(What you have to do) Pull every line with the word "this" out of the entries below.

(Entries shown)
Issue #1329, opened 2018-10-02
Update site metadata for contact number


mattandrews:
Eg. remove Welsh number from Google

mattandrews:
For me this actually returns the England number now:

![image](https://user-images.githubusercontent.com/394376/47712837-b8b1c880-dc30-11e8-9337-ff34242cc9d6.png)

We have an ancient (closed) ticket for page metadata: https://github.com/biglotteryfund/blf-alpha/issues/40 (eg. to try to override the descriptions Google generates). Could possibly be used here? Otherwise we might need to explore using microformats on that page (which may make it challenging for non-technical CMS users to update).

mattandrews:
... maybe we could add a microdata field for custom JSON?

PR #1824, opened 2019-03-21
Add JSON schema data for organisation details

mattandrews:
Fixes https://github.com/biglotteryfund/blf-alpha/issues/1329 

Hopefully this will encourage Google to display the generic switchboard number rather than any others.

### DIFF
--- a/views/includes/metadata.njk
+++ b/views/includes/metadata.njk
@@ -24,6 +24,21 @@
 <meta name="twitter:card" content="summary" />
 {% endif %}
 
+<script type="application/ld+json">
+    {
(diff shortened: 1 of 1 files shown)


views/includes/metadata.njk
```diff
@@ -24,6 +24,21 @@
 <meta name="twitter:card" content="summary" />
 {% endif %}
 
+<script type="application/ld+json">
+    {
```
davidrapson: Should this be https?

mattandrews: Oops! Yes.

(The completed task)
For me this actually returns the England number now:
Hopefully this will encourage Google to display the generic switchboard number rather than any others.
davidrapson: Should this be https?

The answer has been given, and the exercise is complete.